To a Creationist, the poisons, or hallucinogens, were devised by God and must have some purpose, although it is difficult to know what that is. There are no references to fungi in the King James’ Bible, so this part of Creation is something made for a purpose by a Supreme Intelligence and we must just accept that. As Philip Henry Gosse, the avid Creationist, wrote, “...the praise of the all-glorious God lies latent in all his creatures, whether man educe it or not.” 4 To an Evolutionist, the likely explanation is that the chemical compounds resulted from changes in metabolic processes and the toxins were a by-product of these changes. While they may have some deterrent effect on grazing animals, the lethal, or hallucinogenic, effects on humans are coincidental.
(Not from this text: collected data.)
PR #161, opened 2019-07-26
Add self hosted HTTP challenge server

Soltroy:
Should be functionally ready. Tested all different methods to call the function (without Parameter, with Parameter, Piped) within Linux docker containers.
Spelling of verbose messages and synopsis should be checked, English is not my native language.
Also I wasn't sure if I should increase versioning, left that as it is.


rmbolger:
This is really cool, @Soltroy. Thank you. I've only had a chance to skim the code so far. It's going to take a bit to play around with it.

Quick question. It looks like you're basically spinning up a separate listener for each authorization. Roughly how long does each loop take assuming you're not hitting TTL timeouts? Did you consider trying to spin up a single listener that would support answering all of the challenges simultaneously?

Soltroy:
thx @rmbolger

Absolutely correct, it spins up a listener for every authorization. It was easier that way to check validation. Within test environment (which responds immediately) listener always finished after 5 seconds (timespan for validation check). For clearence - Validation check is not done after every response but every 5 seconds from runtime. Reason for this is that I already got errors within testsystem because of too many requests to ACME server.

Soltroy:
@rmbolger hope you didn't do to much testing and code reading. Your mention of the separate listener didn't leave me any peace and I refactored the listener code. Now the listener only runs once which also results in a correct TTL. I'll do some code cleaning tomorrow and commit the changes.

rmbolger:
Hah, nice. Only skimmed enough to get the gist. I look forward to seeing the updated version. Hoping to get into it this week.

rmbolger:
Is the ability to use this with a SAN value from an existing order important to your workflow? I like the intent, but I'm worried it might run into weird edge cases where people have purposefully made multiple orders with the same set of SANs but different primary domains (usually to get different encryption types).

Also, is the current code supposed to be checking for SANs in any existing order or just the currently selected order? Because I think it's doing the latter right now.

Soltroy:
Absolutely not, it was just a 'what if someone passes a SAN' catching - never thought of the possibility of multiple "same SAN" orders.
I'd be absolutely fine to change the process to accepting only a MainDomain.
I think current code would return multiple MainDomains if SAN is present in multiple Orders - and would break the function.... - will add this to my testing scripts.
I see two options here,
1. Get rid of SAN checking and accept only MainDomain - more user responsibility but easier code
2. Check SAN against all orders and process all of them - more complex code and maybe http listener is fired up for a challenge which should be DNS validated (who knows what people are doing)
Personally I'd prefer option 1.

rmbolger:
Removing the SAN checking is what I was thinking for now. Simple is better. And if there are people who really need that, it's not terribly difficult to add the functionality in their own scripts.

I may also eventually add an option to allow for SAN checking directly in `Get-PAOrder`.

rmbolger:
So I started testing on my own stuff and things look really good so far. The biggest pain point right now is getting the HttpListener to not throw an exception when it starts due to prefix binding issues. And the issues you run into are different depending on whether you're on Windows or Linux.

The Linux implementation seems to be limited to only using [IPs that are actually on the box or names that resolve to one of those IPs](https://stackoverflow.com/questions/49267224/httplistener-the-requested-address-is-not-valid-in-this-context). So a Linux box with a private IP behind a NAT where the cert's FQDN resolves to a public address fails when using the default option to bind to the cert's FQDN. Wildcard binding with the `-NoPrefix` parameter also works.

Windows, on the other hand, doesn't seem to care what you use for the bind prefix as long as you do it from an elevated (admin) process. But if you don't, you need to pre-register (as admin) the exact prefix you're going to use with `netsh http add urlacl`.

I'm wondering if it makes sense to make wildcard prefix binding the default rather than the exception. On Windows, this would make adding the necessary urlacl easier for non-elevated processes because you can just add one instead of one for each name in the cert. And on Linux things would work regardless of whether the server has the direct internet-facing IP or not.

There's a warning in the [HttpListener doc page](https://docs.microsoft.com/en-us/dotnet/api/system.net.httplistener?view=netframework-4.8) that suggests avoiding wildcard binding due to "security vulnerabilities". But that seems to revolve around DNS rebinding attacks which aren't really a risk in this short lived listener.

With wildcard binding as the default, I'd probably add an optional parameter called something like `BindingPrefixes` that would accept a `[string[]]` of FQDNs/IPs. If defined, it would attempt to use those instead of the wildcard binding.

Also, regarding wildcard binding....do you understand the difference between `http://+/` and `http://*/`? Because I read the docs and I'm still pretty confused.

Soltroy:
Awesome, thanks for the feedback - I have to extend my testing....
`BindingPrefixes` with `string[[]]` and Wildcard per default sounds good, I will follow this path.

Windows binding and elevated rights - did some quick tests and now  I see two possibilities here,
1. check if function is called in windows environment, check if netsh is set (this hopefully works without cmd injection) and write error that elevated rights are mandatory / netsh has to be set
2. use localhost instead of wildcard - it seems like for localhost elevated rights are only needed if listener is running on port 80 - but this would require additional testing if the listener will answer to requests coming from outside

`http://+/` / `http://*/`
`*` doesn't answer if another process is using this port
`+` does answer, even if another process is using this port
Never tested this, but it reads like '+' would be an option for the force parameter. I'll do research here, especially if it really does override a present process....
Also I think I should do more extensive testing on MacOS, if Windows and Linux already behave that different, who knows what Mac is doing.

Next code update will take a while, I'm in my last week before vacation and have to finish a few things for work.

rmbolger:
No worries on the timing. Have a good vacation. I just got back from mine. I may push some changes with the stuff we've talked about because it's fun, not because I'm impatient.

rmbolger:
Also, it looks like localhost bindings on Windows do indeed only respond to queries from the localhost. So unfortunately, that option's out.

webprofusion-chrisc:
Hi, Certify The Web uses this same approach (temporary wildcard binding on the acme-challenge prefix) for it's built-in http listener. The most common problem to note is when users run something outside of http.sys on port 80 (so Apache, nginx etc) which prevents the listener from binding. Other than that it works extremely well.

rmbolger:
Hey @webprofusion-chrisc. Thanks for the heads up! Do you have a sense for the percentage of people running their Windows servers directly facing the internet (or behind NAT, but with direct port mapping) rather than behind a load balancer or reverse proxy? I've always been curious.

Ironically, I don't actually know that many people personally who run public websites from Windows. The few I run all sit behind a Linux HAProxy instance where I'm doing the SSL termination.

webprofusion-chrisc:
@rmbolger I don't have specific numbers but I confident  > 90% of windows servers that use Certify will be internet facing rather than having an appliance handling SSL. Most of users started without https and have had to introduce it since chrome etc started to require it more aggressively. Load balanced sites are in the minority however its becoming much more common to just put cloudflare in front of your site (which I do), which also removes the need to SSL directly on the server.

Regarding prefix, I'm currently using http://+:80/.well-known/acme-challenge as not using /.well-known/acme-challenge would eat all the http requests and potentially prevent them getting to IIS etc. 

Note there are now several other windows tools that do the same thing for acme challenges so occasionally you can also run into ones where the listener is 'always-on' and responding to challenges even if your client is the one being asked to do validation, which can be confusing for everyone. I suggest setting a Server header so you know when it's your app that's responding (and not someone else). Often when people are trying out acme clients they try a bunch of them either all together or over time.

rmbolger:
I suppose it makes sense that people who would be using a Windows based ACME client would be terminating SSL on their Windows servers. I'm dumb. Still curious about the general trend though outside of ACME.

I changed the function's wildcard default to include the `.well-known/acme-challenge` suffix and switch to the stronger `+` wildcard. If I understand the weaker `*` wildcard, I think it works sort of like a catch all where it only matches on things that haven't already been caught by "stronger" or more specific matches. In any case, this seems like a better default.

I'm not sure I understand about the server header. You're saying to add that in the response we send? Where would that be exposed when troubleshooting?

rmbolger:
@Soltroy I realize I went a little crazy with changes. My apologies. Let me know if anything doesn't work with how you intended to use this. I'm pretty excited about it though. For now in 3.x, it will be a nice to have feature for people doing HTTP challenges. But in 4.x, it will definitely form the basis for the first HTTP plugin once I figure out how best to architect those.

Soltroy:
@rmbolger No need for apologies - pretty interesting and amazing how this develops, I'm just a bit disappointed that I can't provide more input ATM.
But I do think that it's time to discuss the goal of the functionality. My initial intention was just a small http listener for people like me who don't operate a web server and just want to fire up ACME Http challenge (and don't want to operate a web server for just this task).
I think we should focus on two situations,
- web server is present
here, a plugin based challenge initiation would be IMHO the better way, no need to care about who fetches the requests
- no web server present
http listener. Urlacl and SSL would be nice, but if they get integrated I'd walk the hard way with direct interaction with API and avoid using netsh (I'm not a fan of embedded dos commands in PowerShell functions). But personally I think that this is something people can take care about themselves (of course with information from the cmdlet what they have to do)

In my mind forms a picture like
3.x - 'stupid' http listener which already uses a defined object (something like PoshACME.PAHttpChallenge) with all necessary information for http challenge. 
With version 4.x comes another cmdlet which uses the previously defined object as input and relays on web server plugins (IIS, Apache, .....) to interact with those.
Object creation can be done within the cmdlet or with a separate cmdlet (Get-PAHttpCHallenge).

Another way could be to get rid of Start-PAHttpCHallenge, change to a wrapper like Publish-PAHttpChallenge with just one plugin/integrated functionality (parameter integratedHttpListener) that does what Start-PAHttpChallenge is supposed to do. With Version 4. this cmdlet gets extended to use additional plugins just like the DnsPlugins. As long as command for firing up local listener doesn't change we even wouldn't have a function change with major increase.

rmbolger:
I think for 3.x, it's pretty close to done. I like the model of just using the current order unless otherwise specified. Those that are already doing HTTP challenges now have an additional tool to make that easier. Renewals aren't as easy as DNS with plugins and `Submit-Renewal`, but it's not terrible.

```powershell
# barebones cert creation and renewal workflow is the same like this
New-PAOrder example.com
Invoke-HttpChallengeListener
New-PACertificate example.com
```

4.x I had already planned on making a plugin model for HTTP challenges. Still not sure whether it'll be unified with the DNS plugins or separate. But the goal is that new certs and renewals become single commands just like DNS. This function would end up in a plugin called something like 'SelfHosted'. So you might use it something like this:

```powershell
New-PACertificate example.com -Plugin SelfHosted -PluginArgs @{Port=8080}
```

And then `Submit-Renewal` works just like it does with everything else. The other day 1 plugin I assume would exist is a simple file copy plugin. So you're already running an HTTP server via IIS, Apache, etc., and you just need the plugin to copy the challenge files to a specific location.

Whether mushrooms are considered valuable, or threatening, is affected by cultural attitudes and these vary in different parts of the World. Have you noticed how many mushrooms growing alongside paths are kicked over in countries where mushroom collecting is not popular? Is that because the kicker feels that the mushrooms are a threat, or is it just fun to destroy them? If mushrooms are considered threatening, their reputation was not enhanced by the images of the mushroom clouds resulting from explosions of nuclear bombs. Certainly, those who lived through the 1950s and 1960s are only too familiar with the hideous threat provided by those images. Yet, whatever our views, we must recognise that fungi of all sorts are essential in breaking down plant and animal material and transforming it into usable energy. We must also remember that the fruiting bodies are only part of the whole. And that raises another question for Evolutionists. How did the fruiting body develop from a mass of hyphae?

1 Stefan Buczacki (1992) Mushrooms and Toadstools of Britain and Europe.London, HarperCollins.
4 Philip Henry Gosse (1865) A Year at the Shore. London, Alexander Strahan.